→ **Description of the task**: What is needed is an exact retyping of the records below, from the first line through the line that contains "- [x] Install".

--- Given information Enclosed Below ---

PR #960, opened 2026-06-01
Fix empty playlist annotation bug

Dananji:
Guard against `null` `annotationSet` for empty playlists when there are zero canvases. Without this check, Ramp breaks and displays an error trying to filter through annotations from where there are `null` elements.


cjcolvar (approved):
Good catch!

PR #961, opened 2026-06-04
Setup Storybook

Dananji:
Related issue: #956 

Changes in this PR:
- initial setup of storybook library with necessary configurations
  - `.storybook/main.js` configures the framework, `@storybook/addon-docs` and `@storybook/addon-a11y` addons, story globs for `*.mdx` and `*.stories.jsx`, and Vite aliases for `@Components` and `@Services`
  - `.storybook/preview.js` imports `video.js` CSS globally so it is available across all stories and sets up the controls and editor in the docs UI
- replace the `Styleguidist` related scripts with relevant `Storybook` commands
- add docs for the `MediaPlayer` component with one story to establish the documentation pattern for the docs. This component was chosen because, this seemed to be the most complex with the VideoJS integration.
  - use `JSDoc` comments in `MediaPlayer.propTypes` entries to populate the auto-generated props table in `Storybook`
  - remove previous `.md` doc file for `MediaPlayer`
- add `storybook-static` (storybook built artifact) and `debug-storybook.log` to `.gitignore`
- use Vite's `import.meta.env.DEV` to detect the environment to load the VideoJS language map accordingly for docs site and demo site (this needs further testing for the prod environment), which was broken with the previous use of `process.env.NODE_ENV`

Issue #956, opened 2026-05-27
Swap documentation library in Ramp from Styleguidist


Dananji:
### Description

Implement the docs site with the selected documentation library from the investigation done in https://github.com/samvera-labs/ramp/issues/952

### Done Looks Like
- [x] Install new library and its required dependencies
- [x] Create/edit the docs files to populate the docs site
- [x] Cleanup the Styleguidist dependency and related dependencies
- [x] Cleanup `md` files related to the Styleguidist docs pages

joncameron:
5 points for Storybook; 3 points for Docusaurus.

joncameron:
Looks amazing!! This is so much nicer than the Styleguist docs.

PR #962, opened 2026-06-09
Add sample storybook manifests and clean up props and state in stories

Dananji:
Related issue: #956

This is the 2nd PR for this work. Other PRs: #961 

Changes in this PR:
- create a `hashArgs` util function to generate a hash for the given prop arguments. This value is used in `IIIFPlayer` component on storybook stories to create a unique key for each prop configuration, which forces React to re-render the component as the user changes the props using controls
- Extract common prop `manifestUrlControl` into `preview.js` as a shared storybook util. This prop setup in stories allow each story to extract `manifestUrl` in `IIIFPlayer` as a control in the panel
- Move `videoJSLanguageOptions` into `preview.js` as a shared storybook util, since this could be re-used in other stories
- setup storybook's own set of sample manifests to be used in the stories. These manifests use the resources setup in the repo. Stories use these manifests using the `IIIFPlayer`'s `manifestUrl` prop instead of using the `manifest` object
- add `manager.js` with `storybook/manager-api` to allow customize the control UI in stories
- create stories and `.mdx` files for `Annotations` component and remove its `.md` file


cjcolvar (approved):

PR #965, opened 2026-06-11
Add the rest of the docs and stories to Storybook

Dananji:
Related issue: #956 

This is the 4th PR for this work. Other PRs: #961, #962, #963

Changes in this PR:
- add stories to `StructuredNavigation`, `SupplementalFiles`,`Transcript` components
- fix `search` prop related conditional rendering which was a bug that was missed before

PR #963, opened 2026-06-09
Add stories to AutoAdvanceToggle, IIIFPlayer, MetadataDisplay components

Dananji:
Related issue: #956 

This is the 3rd PR for this work. Other PRs: #961, #962

Changes in this PR:
- add stories to `AutoAdvanceToggle`, `IIIFPlayer`, `MetadataDisplay` components
- add fallback logic for auto-advance feature in `VideoJSPlayer` for use-cases where `AutoAdvanceToggle` component is used without `StructuredNavigation`

PR #966, opened 2026-06-12
Remove Styleguidist and related files/configs

Dananji:
Related issue: #956 

This is the 5th PR for this work. Other PRs: #961, #962, #963, #965

Changes in this PR:
- remove `Styleguidist` dependencies and scripts from `package.json` and `yarn.lock`
- remove `Styleguidist` and its related,
  - build output files in `docs/**`
  - configuration in `styleguide.config.js`
  - Git workflow for deployment in`.github/workflows/docs-deploy.yml`
- update `CONTRIBUTING.md` (this will be added back in with `Storybook` related information in future work)
- add `esbuild.loader` config  to `vite.demo.config.js` for the Vite dependency scanner to use in the demo environment 
- add missing `html-entities` and `lodash` dependencies which were previously transitive dependencies pulled in indirectly via `webpack` and `react-styleguidist` (respectively) into the dependency tree


cjcolvar (approved):
🎉

Issue #957, opened 2026-05-27
Deploy new docs site to GitHub pages


Dananji:
### Description

The goal of this is to setup the GitHub workflow for the deployment of the new docs site to GitHub pages site.
Using GitHup Pages' source setting `"GitHub Action"` instead `"Deploy from a branch"` (the current setting with Styleguidist), the docs files can be removed from the `main` branch.

### Done Looks Like
- [x] Setup the docs deployment to the GitHub pages site via `actions/deploy-pages`
- [x] Site is updated when a docs change is made

PR #970, opened 2026-06-15
Add Github workflow to build and deploy Storybook to GitHub pages

Dananji:
Related issue: #957

Changes in this PR:
- add a GitHub Actions workflow `storybook-deploy.yml` to build and deploy the `Storybook` docs site to GitHub Pages
  - this workflow is invoked by pushes to `main` branch that has changes made to files in `src/**` or `.storybook/**`
- change `loadVideoJSLanguage` in `videojs-language-loader.js` to statically glob all VideoJS language JSON files via `import.meta.glob`, ensuring Vite bundles each language file as its own chunk for all deployments 
  - the previous fully dynamic `import()` with `@vite-ignore` was not picked up by the `Storybook` docs build, causing language change requests from `Storybook` prop controls to fail with 404 silently
  - this bumps the bundle size roughly ~150KB (for the 105 lazy-loaded per-language chunks each ~1KB) because of the language JSON files that are bundled and duplicated for some use-cases, but this provides a simple bundling option for all possible deploy environment without complicating the code and configs
- update `CONTRIBUTING.md` to document the new GitHub Pages docs deployment
- add `rimraf` as a dev dependency which was removed in #966 that existed as a transitive dependency  of `webpack-dev-server` 
- add `Storybook` prod manifests for the GitHub pages deployment
- remove `.storybook/manager.js`, which had config that is not needed for this phase


.github/workflows/storybook-deploy.yml
```diff
@@ -0,0 +1,52 @@
...
+jobs:
+  build:
+    runs-on: ubuntu-latest
+    steps:
+      - name: Checkout Repository
+        uses: actions/checkout@v4
+      - name: Setup Node.js
+        uses: actions/setup-node@v4
+        with:
+          node-version: '20'
```
cjcolvar: Is there a reason for using version 20 or can this be bumped to the latest tested with ramp?
```suggestion
          node-version: '24'
```

cjcolvar (approved):
Nice work with this!  I know you worked hard trying to figure out a dynamic loading for language data before but this seems fine and prioritizes i18n.  I don't think it is worth it at this point to spend a lot of time to try to save the 150K.

PR #742, opened 2023-05-15
fix: simplify extraction of email parts

paulbalandan:
Replace call to PHP 8.0's `str_contains`.


kenjis (approved):

datamweb:
@paulbalandan thank you!

Issue #741, opened 2023-05-15
Bug: Database exceptions "Specified key was too long; max key length is 1000 bytes"


kpeu3u:
### PHP Version

7.4

### CodeIgniter4 Version

4.3.4

### Shield Version

develop

### Which operating systems have you tested for this bug?

Linux

### Which server did you use?

apache

### Database

MariaDB 10.6.13

### Did you customize Shield?

no

### What happened?

If deploy to shared hosting and MySQL default_storage_engine is set to MyISAM there is no possibility to change it to InnoDB, spark migrate --all return Exceptions
 
```console
CodeIgniter v4.3.4 Command Line Tool - Server Time: 2023-05-14 15:46:19 UTC+00:00

Running all new migrations...

[CodeIgniter\Database\Exceptions\DatabaseException]

Specified key was too long; max key length is 1000 bytes

at SYSTEMPATH/Database/BaseConnection.php:646
```

### Steps to Reproduce

run `spark migrate --all` return on MySQL server configured with default_storage_engine=MyISAM

### Expected Output

Migrations complete without error.

### Anything else?

It is a good to have `['ENGINE' => 'InnoDB']` set as an attribute in createTable methods for tables that uses Foreign key or to all methods.

kenjis:
It is documented.
See https://codeigniter4.github.io/shield/install/#note-migration-error

datamweb:
As Kenjis pointed out, we don't consider this a bug.

However, I agree to make changes to the migration file. Can you sent PR?

kpeu3u:
@kenjis It is documented but in some cases someones have no superadmin or admin access on shared hosting servers and default_storage_engine can NOT be changed!

kenjis:
@kpeu3u That's too bad. If the default storage engine is MyISAM, it is out of dated.
But I understand that if you use such servers, you need `['ENGINE' => 'InnoDB']`.

Shield does not support MyISAM, and almost uses use InnoDB. So I'm fine to add `['ENGINE' => 'InnoDB']` to the migration file when using MySQL.

Can you send a PR for it?

kpeu3u:
I have sent PR [#745](https://github.com/codeigniter4/shield/pull/745), those changes also can be moved in Auth config.

datamweb:
> can be moved in Auth config.

I don't see any need for this.

gridphp:
I am still getting this error, installed latest build.

[...]

PR #745, opened 2023-05-16
feat: Add InnoDB engine to migration create table methods

kpeu3u:
resolved: #741

### DIFF
--- a/src/Database/Migrations/2020-12-28-223112_create_auth_tables.php
+++ b/src/Database/Migrations/2020-12-28-223112_create_auth_tables.php
@@ -16,17 +16,15 @@ class CreateAuthTables extends Migration
     private array $tables;
 
     private array $attributes;
-    private bool $ifNotExists;
 
     public function __construct(?Forge $forge = null)
     {
         parent::__construct($forge);
 
         /** @var Auth $authConfig */
-        $authConfig        = config('Auth');
-        $this->tables      = $authConfig->tables;
-        $this->ifNotExists = false;
-        $this->attributes  = ($this->db->getPlatform() === 'MySQLi') ? ['ENGINE' => 'InnoDB'] : [];
+        $authConfig       = config('Auth');
+        $this->tables     = $authConfig->tables;
+        $this->attributes = ($this->db->getPlatform() === 'MySQLi') ? ['ENGINE' => 'InnoDB'] : [];
     }
 
     public function up(): void
@@ -45,7 +43,7 @@ class CreateAuthTables extends Migration
         ]);
         $this->forge->addPrimaryKey('id');
         $this->forge->addUniqueKey('username');
-        $this->forge->createTable($this->tables['users'], $this->ifNotExists, $this->attributes);
+        $this->createTable($this->tables['users']);
 
         /*
          * Auth Identities Table
@@ -69,7 +67,7 @@ class CreateAuthTables extends Migration
         $this->forge->addUniqueKey(['type', 'secret']);
         $this->forge->addKey('user_id');
         $this->forge->addForeignKey('user_id', $this->tables['users'], 'id', '', 'CASCADE');
-        $this->forge->createTable($this->tables['identities'], $this->ifNotExists, $this->attributes);
+        $this->createTable($this->tables['identities']);
 
         /**
          * Auth Login Attempts Table
@@ -90,7 +88,7 @@ class CreateAuthTables extends Migration
         $this->forge->addKey(['id_type', 'identifier']);
         $this->forge->addKey('user_id');
         // NOTE: Do NOT delete the user_id or identifier when the user is deleted for security audits
-        $this->forge->createTable($this->tables['logins'], $this->ifNotExists, $this->attributes);
+        $this->createTable($this->tables['logins']);
 
         /*
          * Auth Token Login Attempts Table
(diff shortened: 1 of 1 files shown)


kenjis:
Add the attribute only when using MySQL.
```
There were 212 errors:

1) Tests\Authentication\ForcePasswordResetTest::testForceGlobalPasswordReset
CodeIgniter\Database\Exceptions\DatabaseException: SQLite3::exec(): near "'InnoDB'": syntax error

/home/runner/work/shield/shield/vendor/codeigniter4/framework/system/Database/BaseConnection.php:646
/home/runner/work/shield/shield/vendor/codeigniter4/framework/system/Database/Forge.php:546
/home/runner/work/shield/shield/src/Database/Migrations/2020-12-28-223112_create_auth_tables.php:48
/home/runner/work/shield/shield/vendor/codeigniter4/framework/system/Database/MigrationRunner.php:877
/home/runner/work/shield/shield/vendor/codeigniter4/framework/system/Database/MigrationRunner.php:188
/home/runner/work/shield/shield/vendor/codeigniter4/framework/system/Test/DatabaseTestTrait.php:151
/home/runner/work/shield/shield/vendor/codeigniter4/framework/system/Test/DatabaseTestTrait.php:109
/home/runner/work/shield/shield/vendor/codeigniter4/framework/system/Test/DatabaseTestTrait.php:55
/home/runner/work/shield/shield/vendor/codeigniter4/framework/system/Test/CIUnitTestCase.php:248
/home/runner/work/shield/shield/tests/_support/TestCase.php:21
/home/runner/work/shield/shield/tests/Authentication/ForcePasswordResetTest.php:31
```
https://github.com/codeigniter4/shield/actions/runs/4989110786/jobs/8932607159?pr=745

src/Database/Migrations/2020-12-28-223112_create_auth_tables.php
```diff
@@ -15,13 +15,18 @@ class CreateAuthTables extends Migration
      */
     private array $tables;
 
+    private array $attributes;
+    private bool $ifNotExists;
```
datamweb, line 19: Currently, we use `false`. I think we don't need to use a new variable, using `false` is enough.
e.g.
```php
$this->forge->createTable($this->tables['users'], false, $this->attributes);
```

src/Database/Migrations/2020-12-28-223112_create_auth_tables.php
```diff
@@ -15,13 +15,18 @@ class CreateAuthTables extends Migration
...
     {
         parent::__construct($forge);
 
         /** @var Auth $authConfig */
-        $authConfig   = config('Auth');
-        $this->tables = $authConfig->tables;
+        $authConfig        = config('Auth');
+        $this->tables      = $authConfig->tables;
+        $this->ifNotExists = false;
+        $this->attributes  = ($this->db->getPlatform() === 'MySQLi') ? ['ENGINE' => 'InnoDB'] : [];
```
datamweb, line 29: @kenjis , as far as I know, **MySQLi**, **OCI8**, **Postgre** and **SQLSRV** accept the attributes `['ENGINE' => 'InnoDB']`.
 And only `SQLite3` does not understand `['ENGINE' => 'InnoDB']`. Isn't it better to act as follows?
```php
$this->attributes = ($this->db->getPlatform() === 'SQLite3') ? [] :  ['ENGINE' => 'InnoDB'];
```

kenjis: No. `InnoDB` (and `ENGINE`) is configration only in MySQL. 
I believe OCI8, Postgre and SQLSRV does not understand the attribute. 
I don't know why these drivers do not report an error like SQLite.

src/Database/Migrations/2020-12-28-223112_create_auth_tables.php
kenjis: It is certainly preferable to have no property that is not needed.

src/Database/Migrations/2020-12-28-223112_create_auth_tables.php
```diff
@@ -40,7 +45,7 @@ public function up(): void
         ]);
         $this->forge->addPrimaryKey('id');
         $this->forge->addUniqueKey('username');
-        $this->forge->createTable($this->tables['users']);
+        $this->forge->createTable($this->tables['users'], $this->ifNotExists, $this->attributes);
```
kenjis, line 48: This code appears many times. Why don't you move it to a private method?

src/Database/Migrations/2020-12-28-223112_create_auth_tables.php
kpeu3u: So it will stay like i did it, e.g. restricted to MySQL only!

src/Database/Migrations/2020-12-28-223112_create_auth_tables.php
kpeu3u: i have removed property

src/Database/Migrations/2020-12-28-223112_create_auth_tables.php
kpeu3u: i have moved create table to a private method, so we will get rid of repeated code

kenjis (approved):

datamweb (approved):

datamweb:
@kpeu3u Thank you!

--- End of Enclosed Given information ---

→ **Output**:
PR #960, opened 2026-06-01
Fix empty playlist annotation bug

Dananji:
Guard against `null` `annotationSet` for empty playlists when there are zero canvases. Without this check, Ramp breaks and displays an error trying to filter through annotations from where there are `null` elements.


cjcolvar (approved):
Good catch!

PR #961, opened 2026-06-04
Setup Storybook

Dananji:
Related issue: #956 

Changes in this PR:
- initial setup of storybook library with necessary configurations
  - `.storybook/main.js` configures the framework, `@storybook/addon-docs` and `@storybook/addon-a11y` addons, story globs for `*.mdx` and `*.stories.jsx`, and Vite aliases for `@Components` and `@Services`
  - `.storybook/preview.js` imports `video.js` CSS globally so it is available across all stories and sets up the controls and editor in the docs UI
- replace the `Styleguidist` related scripts with relevant `Storybook` commands
- add docs for the `MediaPlayer` component with one story to establish the documentation pattern for the docs. This component was chosen because, this seemed to be the most complex with the VideoJS integration.
  - use `JSDoc` comments in `MediaPlayer.propTypes` entries to populate the auto-generated props table in `Storybook`
  - remove previous `.md` doc file for `MediaPlayer`
- add `storybook-static` (storybook built artifact) and `debug-storybook.log` to `.gitignore`
- use Vite's `import.meta.env.DEV` to detect the environment to load the VideoJS language map accordingly for docs site and demo site (this needs further testing for the prod environment), which was broken with the previous use of `process.env.NODE_ENV`

Issue #956, opened 2026-05-27
Swap documentation library in Ramp from Styleguidist


Dananji:
### Description

Implement the docs site with the selected documentation library from the investigation done in https://github.com/samvera-labs/ramp/issues/952

### Done Looks Like
- [x] Install new library and its required dependencies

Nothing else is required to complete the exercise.